TO DO – Scan the data beneath this task and copy each line that includes "objects".

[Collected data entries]
PR #3832, opened 2017-09-05
Replaceable login form

mikedingjan:
Allow developers to extend the ``LoginForm`` with their own functionality.  This is useful when implementing for example: rate limiting, captcha or 2fa.

The login template is adjusted as well to have some kind of default implementation when adding more fields to the login form.


gasman:
Merged in ef27853a05d9c65ba9a14e3588890783b19d4fcf - thanks @mikedingjan!

PR #7218, opened 2021-05-26
Allow workflows to be disabled globally

gasman:
Introduce a WAGTAIL_WORKFLOW_ENABLED setting; when false, the workflow report and settings menus are hidden, permissions are not registered, moderation-related dashboard panels on the homepage are skipped, workflow actions on add/edit page are hidden, and model methods such as page.current_workflow_state return None / False immediately without any db queries.

(Normally I'd be reluctant to use settings for this, and would prefer to just have the workflow UI 'disappear' when all workflows are disabled within the admin - however, I think the performance boost from eliminating the otherwise hard-to-avoid `current_workflow_state` queries as per #6878 makes it worthwhile.)

### DIFF
--- a/docs/reference/settings.rst
+++ b/docs/reference/settings.rst
@@ -714,6 +714,12 @@ Workflow
 
 .. code-block:: python
 
+  WAGTAIL_WORKFLOW_ENABLED = False
+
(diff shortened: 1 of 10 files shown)


jacobtoppm (approved):
This looks good to me! I do think we can still improve the `current_workflow_state` queries by caching/invalidating with a bit more care, but for sites that never want to use workflow, this seems like a nice performance improvement anyway.

gasman:
Merged in de9588590bbabffbbe30e8830d34b59d8da6512e

PR #7220, opened 2021-05-26
Avoid n+1 query on recent edits dashboard panel

gasman:
The use of Page.objects.in_bulk to retrieve all page data for the panel in a single query was being thwarted by our use of revision.page.id when reading them back (which ends up loading the whole page object just to look at the id...)

### DIFF
--- a/wagtail/admin/tests/pages/test_dashboard.py
+++ b/wagtail/admin/tests/pages/test_dashboard.py
@@ -90,3 +90,28 @@ class TestRecentEditsPanel(TestCase, WagtailTestUtils):
         self.assertEqual(panel.last_edits[0][0].page, Page.objects.get(pk=self.child_page.id))
         # check if the page in this list is the specific page of this revision
         self.assertEqual(panel.last_edits[0][1], Page.objects.get(pk=self.child_page.id).specific)
+
+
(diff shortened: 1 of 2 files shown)


wagtail/admin/tests/pages/test_dashboard.py
```diff
@@ -90,3 +90,28 @@ def test_panel(self):
...
+    def test_panel_query_count(self):
+        # fake a request object with bob as the user
+        self.client.user = self.bob
+        with self.assertNumQueries(4):
+            # Instantiating RecentEditsPanel should not generate N+1 queries -
+            # i.e. any number less than 6 would be reasonable here
+            panel = RecentEditsPanel(self.client)
+
+        # check that the panel is still actually returning results
+        html = panel.render()
```
kaedroho, line 116: Is it worth putting this in the with block to check if any n+1 queries occur in the template?

gasman: Would love to, if I could :-) However, there are indeed n+1 queries there (including [the notorious `current_workflow_state`](https://github.com/wagtail/wagtail/pull/6878)...), which are probably going to be tougher to crack.

kaedroho (approved):

zerolab (approved):
Excellent catch! 💪🏼

PR #7221, opened 2021-05-27
Check that page.save_revision() was given a specific page object

kaedroho:
Currently it's possible to call `.save_revision()` on the generic version of the page. This results in all the specific content being deleted.

This PR adds a check to make sure the specific page is always used.


zerolab:
@kaedroho looks like there a number of tests failing after this change. Other than that it is unclear what else needs working on

PR #7224, opened 2021-05-28
Fix ClusterTaggableManager copy regression in _copy_m2m_relations

cspollar:
This pull request fixes a regression that was introduced during the https://github.com/wagtail/wagtail/pull/6277 refactor. Currently copying a page that inherits from a page that inherits from a `TaggedPage` (a page with ClusterTaggableManager) fails with the following error.

`ValueError: Cannot add [] (<class 'modelcluster.queryset.FakeQuerySet'>). Expected <class 'django.db.models.base.ModelBase'> or str.` when copying a `SubBlogPage`.

This is because `_copy_m2m_relations` ([source](https://github.com/wagtail/wagtail/blob/7c6db207a8bad92d1a84facd933a27334fa8aa9f/wagtail/core/models.py#L127)) uses `source._meta.parents` instead of `source._meta.source._meta.get_parent_list()`.

----

* For front-end changes: Did you test on all of [Wagtail’s supported environments] (https://docs.wagtail.io/en/latest/contributing/developing.html#browser-and-device-support)? N/A


cspollar:
It may also be helpful to see a full broken example. I've created a [proof of concept ](https://github.com/cspollar/broken-wagtail-copy-demo)app that is unable to copy.

In this example trying to copy a `SubBlogPage` will raise the following error.

```
`ValueError: Cannot add [] (<class 'modelcluster.queryset.FakeQuerySet'>). Expected <class 'django.db.models.base.ModelBase'> or str.` when copying a `SubBlogPage`.
```

Once I switch to a patched version of wagtail that uses `source._meta.source._meta.get_parent_list()` all is well.

```
# 
from django.db import models
from modelcluster.contrib.taggit import ClusterTaggableManager
from taggit.models import TaggedItemBase


class BlogPageTag(TaggedItemBase):
    content_object = ParentalKey(
        Page, on_delete=models.CASCADE, related_name="tagged_items"
    )


class HomePage(Page):
    pass


class BlogPage(Page):
    tags = ClusterTaggableManager(through=BlogPageTag, blank=True)

    promote_panels = Page.promote_panels + [
        FieldPanel("tags"),
    ]


class SubBlogPage(BlogPage):
    pass
```

I'm happy to open an issue or make changes if needed. Thank you!

wagtail/core/models.py
```diff
@@ -124,7 +124,7 @@ def _copy_m2m_relations(source, target, exclude_fields=None, update_attrs=None):
         if field.many_to_many and field.name not in exclude_fields and not field.auto_created and not isinstance(field, ParentalManyToManyField):
             try:
                 # Do not copy m2m links with a through model that has a ParentalKey to the model being copied - these will be copied as child objects
-                through_model_parental_links = [field for field in field.through._meta.get_fields() if isinstance(field, ParentalKey) and (field.related_model == source.__class__ or field.related_model in source._meta.parents)]
+                through_model_parental_links = [field for field in field.through._meta.get_fields() if isinstance(field, ParentalKey) and (field.related_model == source.__class__ or field.related_model in source._meta.get_parent_list())]
```
ababic, line 127: This could be a red herring, but maybe we could simplify things slightly here?:

```suggestion
                through_model_parental_links = [field for field in field.through._meta.get_fields() if isinstance(field, ParentalKey) and issubclass(source.__class__, field.related_model)]
```

ababic (commented):
Hi @cspollar. Thank you very much for the thorough write-up and submission - this is high quality stuff :) I just have one suggestion, which might make for slightly easier reading.

cspollar:
> Hi @cspollar. Thank you very much for the thorough write-up and submission - this is high quality stuff :) I just have one suggestion, which might make for slightly easier reading.

Thanks @ababic your change makes sense to me (and the tests still pass).

ababic:
@cspollar FYI, I raised this in today's core team meeting to see where this can fit in the release cycle. Because this change has been in place for a few versions, it falls out of the usual pattern of deserving it's own release. However, it looks like there are a couple of other things we might want to release next week, and this may be able to slide in alongside those. 

Thanks again for such an excellent contribution! I'll let @gasman pick things up from here.

gasman (approved):

gasman:
Thanks @cspollar! This fix looks good to me.

It looks like the incorrect parent model logic was also present in the pre-#6277 version of this code, and your test case does indeed fail when run against the 2.10.x branch too, so it seems that this bug isn't a regression - it's basically been around forever... On that basis, this will go through our regular release cycle and be included in the 2.14 release, rather than being backported to existing releases (which are generally limited to regressions, in the interest of not introducing unintended changes).

gasman:
Merged in c9a55d8b1bf519f97fab32c854b4332f415b5176

cspollar:
@gasman Thanks for getting this merged. I upgraded from the 2.9.x branch (where the tests do pass). It looks like the regression was probably added in the 2.10.x branch. Regardless, I created a fork and will run from there until 2.14 is released. In the future I'll try to keep our version of Wagtail more up to date.

Issue #947, opened 2015-01-30
Modify image.get_rendition() to take advantage of prefetch_related


thenewguy:
The [Picturefill polyfill](http://scottjehl.github.io/picturefill/) makes it possible to output responsive img tags using srcset with cross browser support.

image.get_rendition() does not take advantage of [prefetch_related](https://docs.djangoproject.com/en/1.7/ref/models/querysets/#prefetch-related) because of the way the rendition lookup is written.  (ref: [models.py#L172](https://github.com/torchbox/wagtail/blob/master/wagtail/wagtailimages/models.py#L172))

Since a responsive img tag links to many renditions, rendering a lot of images greatly increases the number of database queries.  I.e. to output an image gallery with 30 images using 10 possible renditions per srcset suddenly takes 300 roundtrips to the database for renditions.

It would be beneficial to use 

```
            renditions = self.renditions.all()
            rendition = python_selection_func(renditions, filter, vary_key)
```

instead of 

```
            rendition = self.renditions.get(
                filter=filter,
                focal_point_key=vary_key,
            )
```

so that [prefetch_related](https://docs.djangoproject.com/en/1.7/ref/models/querysets/#prefetch-related) could be utilized.

davecranwell:
@kaedroho we'll want to be using picture elements (or similar polyfills) in some projects coming soon, could you investigate and respond on this? You seem most eligible.

kaedroho:
Thanks @thenewguy 

Another possibility on the API for this could be to create a new method on ``Image`` which takes a list of filters and returns a queryset of renditions. All of the optimisations can then be implemented in this method.

Also, we need to take into the account the fact that renditions may not exist and need to be generated on the fly. If none of the images that your gallery page needs are generated yet, that could cause 300 resizes to take place within the request. I'd be suprised if the request doesn't timeout before Wagtail has a chance to give a response.

thenewguy:
A new method would be handy if you want to add one to the api.  It would also be good to refactor image and filter creation out of the current method at the same time for DRYness.  Otherwise both methods will need to duplicate that code.

I am currently generating the images in advance with celery.  Because of this I decide how many and what dimensions of renditions to offer the client automatically based on source dimensions alone.  Ideally the rendition url would be known in advance so the url could be returned without creating the rendition and renditions generated on demand.  But then there would also need to be a way to verify valid dimension choices based on source dimensions before creating and serving a rendition.  So generating them with celery in advance is good enough for now.

[...]

PR #7225, opened 2021-05-29
Implemented prefetch_renditions method on ImageQuerySet

kaedroho:
This should be useful for improving performance on listings with a lot of images. Instead of looking them up individually from a cache or by running lots of database queries, this method allows a developer to fetch many renditions for a queryset of images using just a single query.

In theory, this should be much faster than looking up each one from a cache as there will be fewer round-trips to an external server (the performance gain from this will be much higher in a production environment than locally). This is should also be a big improvement for those who don't use redis.

### DIFF
--- a/wagtail/images/models.py
+++ b/wagtail/images/models.py
@@ -36,7 +36,24 @@ class SourceImageIOError(IOError):
 
 
 class ImageQuerySet(SearchableQuerySetMixin, models.QuerySet):
-    pass
+    def prefetch_renditions(self, *filters):
+        """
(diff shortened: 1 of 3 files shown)


ababic:
@kaedroho this is looking great! Would be fantastic to see this applied to Wagtail's image list / picker views.

kaedroho:
Thanks! I completely forgot about the chooser views!

zerolab:
Related: #947

kaedroho:
Implemented in https://github.com/wagtail/wagtail/pull/8584

PR #7227, opened 2021-05-29
Use specific_deferred when generating links to pages in rich text

kaedroho:
Currently, we fetch whole page objects when generating URLs to them in rich text. This can generate a lot of unnecessary large queries (especially if those pages have a lot of content).

This PR makes these queries use specific_deferred instead. This will cause a performance disadvantage for those who have overridden the URL generation logic though. But this is generally rare and I think we should discourage this.

### DIFF
--- a/wagtail/core/rich_text/pages.py
+++ b/wagtail/core/rich_text/pages.py
@@ -13,12 +13,12 @@ class PageLinkHandler(LinkHandler):
 
     @classmethod
     def get_instance(cls, attrs):
-        return super().get_instance(attrs).specific
+        return super().get_instance(attrs).specific_deferred
 
     @classmethod
     def expand_db_attributes(cls, attrs):
         try:
             page = cls.get_instance(attrs)
-            return '<a href="%s">' % escape(page.localized.specific.url)
+            return '<a href="%s">' % escape(page.localized.specific_deferred.url)
         except Page.DoesNotExist:
             return "<a>"


ababic:
@kaedroho this one got me thinking. Maybe we could add a couple of things to support custom routing without needing specific pages?
- Allow '/' characters in `slug`, so that pages can occupy more than one segment (e.g. An event could have something like 'year/month/usual-slug') - and adjust routing to account for that.
- Add a non-editable `custom_url_path` field that can be set by devs in cases where pages need to live in a certain structure for organisation, but the URL does not need to reflect that. We could look for this value in `Page.url_parts()` and `Page.route()` as well as the standard `url_path` and `slug`. How devs set this would be up to them.

kaedroho:
Thanks @ababic! That generally sounds like good plan to me.

In addition, we also have `.localize` here which would still generate a query for each page. Wonder if there's a way we could bulk load these? (same applies for image renditions and embeds too)

ababic:
> there's probably a few details to work out though

Definitely. Feeling like a short RFC would be best - I don't want to hijack this PR on vaguely related tangent :)

> We also have .localize here which would still generate a query for each Page. Wonder if there's a way we could bulk load these?

I would imagine you could annotate results with the generic localized Page easily enough, but getting the specific instance would be the challenge, and may still require an additional query. Would probably be best to keep the priority on simplicity in this case?

chosak:
> Wonder if there's a way we could bulk load these? (same applies for image renditions and embeds too).

If it's helpful, I suggested an approach to bulk loading rich text links in #5875.

zerolab:
I've tested this PR locally and it makes plenty of sense.

IMHO, the hit is acceptable for builds that customise the URL generation. And should be followed by the RFC/approach that @ababic suggest.

Both this and #5875 would be great additions. @kaedroho, one to maybe discuss at the next performance sub-team?

kaedroho:
@ababic I've submitted a proposal based on your comment [here](https://github.com/wagtail/wagtail/discussions/7812)

Let me know what you think!

lb-:
Been a while since the last action here and this PR is unlikely to be picked up any time soon.

Unless there is a push back I will close this PR and update comments on the already linked discussions and other PRs, potentially creating a new issue if needed to track the desire to improve the performance here.

zerolab:
I've suggested we use `specific_deferred` in #5875, so will close it as @lb suggests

EXERCISE ANSWER –
The use of Page.objects.in_bulk to retrieve all page data for the panel in a single query was being thwarted by our use of revision.page.id when reading them back (which ends up loading the whole page object just to look at the id...)
         self.assertEqual(panel.last_edits[0][0].page, Page.objects.get(pk=self.child_page.id))
         self.assertEqual(panel.last_edits[0][1], Page.objects.get(pk=self.child_page.id).specific)
                 # Do not copy m2m links with a through model that has a ParentalKey to the model being copied - these will be copied as child objects
Currently, we fetch whole page objects when generating URLs to them in rich text. This can generate a lot of unnecessary large queries (especially if those pages have a lot of content).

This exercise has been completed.